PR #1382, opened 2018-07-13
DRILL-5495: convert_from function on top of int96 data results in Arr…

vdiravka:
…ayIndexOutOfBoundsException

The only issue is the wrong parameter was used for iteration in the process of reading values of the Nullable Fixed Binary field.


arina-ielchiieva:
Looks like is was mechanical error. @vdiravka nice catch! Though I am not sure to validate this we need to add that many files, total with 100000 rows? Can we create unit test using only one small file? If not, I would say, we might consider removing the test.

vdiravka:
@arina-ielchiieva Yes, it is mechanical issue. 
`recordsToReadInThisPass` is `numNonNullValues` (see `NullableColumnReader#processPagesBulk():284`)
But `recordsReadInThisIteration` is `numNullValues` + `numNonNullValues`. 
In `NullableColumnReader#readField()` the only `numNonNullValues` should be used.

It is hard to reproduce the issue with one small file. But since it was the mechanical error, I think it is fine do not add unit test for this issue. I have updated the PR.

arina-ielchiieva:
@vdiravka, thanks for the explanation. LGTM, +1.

---

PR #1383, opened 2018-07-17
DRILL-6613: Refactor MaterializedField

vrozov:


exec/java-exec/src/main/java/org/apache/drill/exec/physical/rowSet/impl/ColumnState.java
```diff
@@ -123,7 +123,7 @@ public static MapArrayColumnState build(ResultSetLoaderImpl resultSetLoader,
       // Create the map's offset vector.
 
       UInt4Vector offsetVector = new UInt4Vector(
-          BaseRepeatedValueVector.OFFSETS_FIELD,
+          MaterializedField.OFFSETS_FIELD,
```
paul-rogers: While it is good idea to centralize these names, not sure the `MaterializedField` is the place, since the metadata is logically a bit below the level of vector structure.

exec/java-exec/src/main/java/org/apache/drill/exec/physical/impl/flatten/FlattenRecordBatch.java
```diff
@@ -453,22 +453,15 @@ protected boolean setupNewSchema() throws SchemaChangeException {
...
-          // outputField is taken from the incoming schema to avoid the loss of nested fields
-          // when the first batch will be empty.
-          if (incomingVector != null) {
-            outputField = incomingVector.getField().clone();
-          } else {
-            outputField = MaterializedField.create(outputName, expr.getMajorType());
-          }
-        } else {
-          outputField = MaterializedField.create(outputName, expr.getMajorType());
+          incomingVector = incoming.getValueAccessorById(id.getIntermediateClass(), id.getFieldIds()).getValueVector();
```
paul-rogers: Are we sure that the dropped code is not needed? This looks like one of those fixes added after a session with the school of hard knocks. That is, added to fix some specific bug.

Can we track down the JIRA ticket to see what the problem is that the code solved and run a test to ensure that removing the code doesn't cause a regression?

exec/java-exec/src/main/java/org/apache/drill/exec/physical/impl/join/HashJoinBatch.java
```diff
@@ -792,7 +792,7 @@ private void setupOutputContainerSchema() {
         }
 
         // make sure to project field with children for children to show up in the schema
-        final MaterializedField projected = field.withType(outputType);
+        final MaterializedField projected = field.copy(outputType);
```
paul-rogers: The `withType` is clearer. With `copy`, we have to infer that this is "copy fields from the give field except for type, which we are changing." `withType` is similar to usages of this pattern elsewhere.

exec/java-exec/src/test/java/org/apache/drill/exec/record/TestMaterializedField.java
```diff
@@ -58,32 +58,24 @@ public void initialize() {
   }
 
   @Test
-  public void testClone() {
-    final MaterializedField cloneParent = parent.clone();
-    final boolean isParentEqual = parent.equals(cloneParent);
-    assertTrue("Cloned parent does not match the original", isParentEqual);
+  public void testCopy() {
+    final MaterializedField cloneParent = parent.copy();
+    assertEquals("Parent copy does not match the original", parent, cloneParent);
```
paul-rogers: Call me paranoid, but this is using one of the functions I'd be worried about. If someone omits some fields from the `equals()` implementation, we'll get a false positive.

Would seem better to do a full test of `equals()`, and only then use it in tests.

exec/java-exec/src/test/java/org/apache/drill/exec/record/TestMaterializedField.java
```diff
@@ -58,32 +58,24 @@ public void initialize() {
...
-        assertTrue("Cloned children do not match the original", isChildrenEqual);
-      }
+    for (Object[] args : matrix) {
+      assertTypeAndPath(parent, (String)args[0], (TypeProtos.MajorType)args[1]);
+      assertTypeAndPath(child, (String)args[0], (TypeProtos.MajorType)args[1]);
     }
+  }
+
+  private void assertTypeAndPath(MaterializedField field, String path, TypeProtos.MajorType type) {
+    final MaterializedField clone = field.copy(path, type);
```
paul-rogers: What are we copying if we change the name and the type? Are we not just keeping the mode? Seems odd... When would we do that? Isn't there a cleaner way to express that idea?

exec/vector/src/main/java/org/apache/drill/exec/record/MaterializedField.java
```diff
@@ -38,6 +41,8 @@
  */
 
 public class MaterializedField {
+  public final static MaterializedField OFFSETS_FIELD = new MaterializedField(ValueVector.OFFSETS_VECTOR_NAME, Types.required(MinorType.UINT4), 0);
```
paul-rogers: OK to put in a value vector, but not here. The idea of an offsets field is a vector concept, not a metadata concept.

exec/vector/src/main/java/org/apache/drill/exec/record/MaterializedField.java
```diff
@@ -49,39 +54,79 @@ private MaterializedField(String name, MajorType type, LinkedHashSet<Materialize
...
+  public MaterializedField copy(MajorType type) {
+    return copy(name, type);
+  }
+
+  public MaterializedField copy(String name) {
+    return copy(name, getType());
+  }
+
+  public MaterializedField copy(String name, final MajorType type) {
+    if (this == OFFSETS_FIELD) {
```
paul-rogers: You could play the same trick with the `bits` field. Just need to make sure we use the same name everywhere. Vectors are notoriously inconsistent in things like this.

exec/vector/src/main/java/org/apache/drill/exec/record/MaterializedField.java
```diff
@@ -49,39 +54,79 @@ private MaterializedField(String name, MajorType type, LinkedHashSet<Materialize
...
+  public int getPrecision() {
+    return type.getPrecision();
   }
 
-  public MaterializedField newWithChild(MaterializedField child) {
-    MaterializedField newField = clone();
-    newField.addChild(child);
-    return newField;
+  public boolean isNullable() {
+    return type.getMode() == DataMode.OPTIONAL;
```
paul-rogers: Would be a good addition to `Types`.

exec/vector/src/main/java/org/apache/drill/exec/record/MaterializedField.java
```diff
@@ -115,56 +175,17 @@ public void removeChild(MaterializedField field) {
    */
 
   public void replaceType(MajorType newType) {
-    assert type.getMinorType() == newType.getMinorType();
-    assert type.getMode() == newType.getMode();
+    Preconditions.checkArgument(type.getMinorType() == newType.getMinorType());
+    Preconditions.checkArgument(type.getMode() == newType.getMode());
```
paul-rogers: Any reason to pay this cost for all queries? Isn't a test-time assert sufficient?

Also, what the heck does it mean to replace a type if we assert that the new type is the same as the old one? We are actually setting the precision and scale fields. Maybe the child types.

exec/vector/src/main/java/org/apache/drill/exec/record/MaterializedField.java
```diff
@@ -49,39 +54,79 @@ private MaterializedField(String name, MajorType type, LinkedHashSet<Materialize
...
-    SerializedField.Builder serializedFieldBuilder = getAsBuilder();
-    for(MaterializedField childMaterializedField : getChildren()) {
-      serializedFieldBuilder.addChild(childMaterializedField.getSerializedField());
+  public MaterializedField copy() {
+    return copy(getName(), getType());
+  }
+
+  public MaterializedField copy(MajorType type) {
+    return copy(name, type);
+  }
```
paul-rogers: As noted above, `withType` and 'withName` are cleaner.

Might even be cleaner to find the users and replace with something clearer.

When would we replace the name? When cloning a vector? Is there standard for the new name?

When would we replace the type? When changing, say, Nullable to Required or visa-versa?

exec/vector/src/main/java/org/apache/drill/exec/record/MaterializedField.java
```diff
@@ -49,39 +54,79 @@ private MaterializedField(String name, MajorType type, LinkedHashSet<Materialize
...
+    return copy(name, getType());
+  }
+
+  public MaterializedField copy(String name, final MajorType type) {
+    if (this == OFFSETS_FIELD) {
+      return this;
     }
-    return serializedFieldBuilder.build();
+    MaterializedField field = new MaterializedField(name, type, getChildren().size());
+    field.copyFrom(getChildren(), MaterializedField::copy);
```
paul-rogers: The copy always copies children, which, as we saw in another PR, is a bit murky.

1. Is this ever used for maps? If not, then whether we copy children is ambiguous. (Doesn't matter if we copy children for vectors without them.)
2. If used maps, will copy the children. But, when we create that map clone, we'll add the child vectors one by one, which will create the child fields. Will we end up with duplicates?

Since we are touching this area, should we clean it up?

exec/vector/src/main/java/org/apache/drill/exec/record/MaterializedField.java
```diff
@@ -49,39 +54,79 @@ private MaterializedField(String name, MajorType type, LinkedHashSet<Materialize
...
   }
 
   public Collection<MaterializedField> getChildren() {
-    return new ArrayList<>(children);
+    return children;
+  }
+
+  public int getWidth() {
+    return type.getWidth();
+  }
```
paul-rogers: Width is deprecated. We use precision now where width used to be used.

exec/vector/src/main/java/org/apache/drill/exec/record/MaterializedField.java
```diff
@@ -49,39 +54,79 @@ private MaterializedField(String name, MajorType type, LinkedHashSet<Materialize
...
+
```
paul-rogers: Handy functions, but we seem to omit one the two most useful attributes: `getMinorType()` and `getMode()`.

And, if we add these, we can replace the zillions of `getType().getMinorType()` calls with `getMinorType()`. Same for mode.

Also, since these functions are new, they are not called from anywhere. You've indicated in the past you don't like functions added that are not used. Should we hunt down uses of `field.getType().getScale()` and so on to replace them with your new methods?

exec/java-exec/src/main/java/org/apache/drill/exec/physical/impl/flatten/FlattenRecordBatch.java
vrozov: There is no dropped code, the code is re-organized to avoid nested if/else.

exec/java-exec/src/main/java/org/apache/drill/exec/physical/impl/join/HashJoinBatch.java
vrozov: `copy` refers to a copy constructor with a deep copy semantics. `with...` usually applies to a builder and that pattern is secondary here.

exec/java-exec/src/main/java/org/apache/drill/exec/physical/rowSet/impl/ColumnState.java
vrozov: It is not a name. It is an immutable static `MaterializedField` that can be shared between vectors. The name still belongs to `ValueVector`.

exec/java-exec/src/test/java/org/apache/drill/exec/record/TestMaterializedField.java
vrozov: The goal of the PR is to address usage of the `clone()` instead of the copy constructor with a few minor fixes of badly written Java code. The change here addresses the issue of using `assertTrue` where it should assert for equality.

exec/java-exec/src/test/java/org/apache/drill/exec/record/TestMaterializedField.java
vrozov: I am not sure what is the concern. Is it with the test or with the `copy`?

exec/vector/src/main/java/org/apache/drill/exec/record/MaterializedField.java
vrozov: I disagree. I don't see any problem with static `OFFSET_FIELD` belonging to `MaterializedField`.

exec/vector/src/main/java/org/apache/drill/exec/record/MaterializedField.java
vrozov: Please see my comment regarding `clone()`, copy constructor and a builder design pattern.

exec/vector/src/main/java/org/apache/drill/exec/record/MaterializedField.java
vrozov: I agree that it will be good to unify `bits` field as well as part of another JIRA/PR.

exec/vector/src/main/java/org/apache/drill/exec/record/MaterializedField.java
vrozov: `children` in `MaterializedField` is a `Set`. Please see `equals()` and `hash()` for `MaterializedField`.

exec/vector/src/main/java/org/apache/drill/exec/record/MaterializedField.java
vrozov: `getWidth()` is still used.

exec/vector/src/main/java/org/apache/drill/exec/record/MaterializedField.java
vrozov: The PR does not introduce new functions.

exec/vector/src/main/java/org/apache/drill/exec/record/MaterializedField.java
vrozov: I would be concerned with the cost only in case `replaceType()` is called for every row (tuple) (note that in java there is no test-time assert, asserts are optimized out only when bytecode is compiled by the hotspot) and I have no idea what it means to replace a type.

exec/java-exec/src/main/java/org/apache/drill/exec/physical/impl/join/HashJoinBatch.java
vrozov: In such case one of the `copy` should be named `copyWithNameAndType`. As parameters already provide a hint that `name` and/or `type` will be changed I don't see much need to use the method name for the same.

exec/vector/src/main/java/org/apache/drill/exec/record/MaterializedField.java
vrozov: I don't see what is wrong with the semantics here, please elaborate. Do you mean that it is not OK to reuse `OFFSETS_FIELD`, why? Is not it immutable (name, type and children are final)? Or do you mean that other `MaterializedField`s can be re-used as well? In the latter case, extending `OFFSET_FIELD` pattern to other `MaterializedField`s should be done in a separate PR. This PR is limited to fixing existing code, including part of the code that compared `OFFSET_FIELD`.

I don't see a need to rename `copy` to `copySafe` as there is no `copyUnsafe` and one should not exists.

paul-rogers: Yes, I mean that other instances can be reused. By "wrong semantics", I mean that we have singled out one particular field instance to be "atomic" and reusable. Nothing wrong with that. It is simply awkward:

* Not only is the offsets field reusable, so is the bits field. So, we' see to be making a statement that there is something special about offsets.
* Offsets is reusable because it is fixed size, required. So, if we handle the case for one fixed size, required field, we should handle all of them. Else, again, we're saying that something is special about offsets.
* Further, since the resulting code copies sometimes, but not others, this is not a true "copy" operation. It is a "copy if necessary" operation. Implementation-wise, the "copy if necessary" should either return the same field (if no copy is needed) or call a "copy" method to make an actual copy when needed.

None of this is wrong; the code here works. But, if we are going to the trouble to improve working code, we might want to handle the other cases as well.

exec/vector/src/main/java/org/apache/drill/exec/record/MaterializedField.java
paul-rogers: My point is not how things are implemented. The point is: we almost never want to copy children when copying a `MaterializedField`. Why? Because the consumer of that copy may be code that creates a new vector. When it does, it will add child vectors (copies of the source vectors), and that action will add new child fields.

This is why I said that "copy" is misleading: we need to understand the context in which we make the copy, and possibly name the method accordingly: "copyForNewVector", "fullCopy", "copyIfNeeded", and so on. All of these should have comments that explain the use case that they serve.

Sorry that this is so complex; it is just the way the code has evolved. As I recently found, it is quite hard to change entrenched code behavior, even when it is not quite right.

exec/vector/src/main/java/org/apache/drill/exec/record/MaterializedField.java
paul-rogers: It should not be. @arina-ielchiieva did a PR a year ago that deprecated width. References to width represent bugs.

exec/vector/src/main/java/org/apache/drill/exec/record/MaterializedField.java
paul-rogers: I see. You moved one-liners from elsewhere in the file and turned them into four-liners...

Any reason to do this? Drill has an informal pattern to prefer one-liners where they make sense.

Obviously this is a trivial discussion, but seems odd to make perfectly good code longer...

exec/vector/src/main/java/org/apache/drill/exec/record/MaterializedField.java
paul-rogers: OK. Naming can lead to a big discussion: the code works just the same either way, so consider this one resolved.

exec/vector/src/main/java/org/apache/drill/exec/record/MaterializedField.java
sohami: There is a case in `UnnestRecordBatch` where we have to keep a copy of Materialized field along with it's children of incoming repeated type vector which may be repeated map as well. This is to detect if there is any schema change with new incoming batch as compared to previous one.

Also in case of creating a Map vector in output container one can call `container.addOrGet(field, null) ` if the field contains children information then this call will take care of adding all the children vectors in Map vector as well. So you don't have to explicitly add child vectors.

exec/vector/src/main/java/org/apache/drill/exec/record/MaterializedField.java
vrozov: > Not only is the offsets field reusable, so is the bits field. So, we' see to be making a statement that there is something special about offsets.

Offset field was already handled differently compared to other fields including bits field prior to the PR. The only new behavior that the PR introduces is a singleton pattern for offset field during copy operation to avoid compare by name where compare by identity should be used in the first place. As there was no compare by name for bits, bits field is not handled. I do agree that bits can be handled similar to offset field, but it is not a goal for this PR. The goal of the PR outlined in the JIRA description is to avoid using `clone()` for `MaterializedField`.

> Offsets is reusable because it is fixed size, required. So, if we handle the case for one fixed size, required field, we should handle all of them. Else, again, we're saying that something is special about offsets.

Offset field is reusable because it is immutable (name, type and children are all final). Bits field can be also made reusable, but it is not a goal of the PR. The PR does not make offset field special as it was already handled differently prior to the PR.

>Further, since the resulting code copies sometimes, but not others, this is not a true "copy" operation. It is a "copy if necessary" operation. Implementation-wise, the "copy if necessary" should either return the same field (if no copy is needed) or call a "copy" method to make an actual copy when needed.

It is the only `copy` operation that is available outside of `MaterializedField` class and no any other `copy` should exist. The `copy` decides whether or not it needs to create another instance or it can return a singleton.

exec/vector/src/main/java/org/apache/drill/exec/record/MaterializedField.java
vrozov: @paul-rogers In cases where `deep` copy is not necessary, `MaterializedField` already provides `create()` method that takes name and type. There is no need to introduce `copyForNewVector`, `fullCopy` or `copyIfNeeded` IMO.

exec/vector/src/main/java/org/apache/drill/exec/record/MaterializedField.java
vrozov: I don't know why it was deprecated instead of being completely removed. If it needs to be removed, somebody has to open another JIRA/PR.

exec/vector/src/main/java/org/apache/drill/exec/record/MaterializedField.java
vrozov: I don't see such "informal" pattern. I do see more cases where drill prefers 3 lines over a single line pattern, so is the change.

* WHAT TO WORK ON:
Could you copy every line in the records that holds "Further"?

* OUTPUT FOR THIS EXERCISE:
* Further, since the resulting code copies sometimes, but not others, this is not a true "copy" operation. It is a "copy if necessary" operation. Implementation-wise, the "copy if necessary" should either return the same field (if no copy is needed) or call a "copy" method to make an actual copy when needed.
>Further, since the resulting code copies sometimes, but not others, this is not a true "copy" operation. It is a "copy if necessary" operation. Implementation-wise, the "copy if necessary" should either return the same field (if no copy is needed) or call a "copy" method to make an actual copy when needed.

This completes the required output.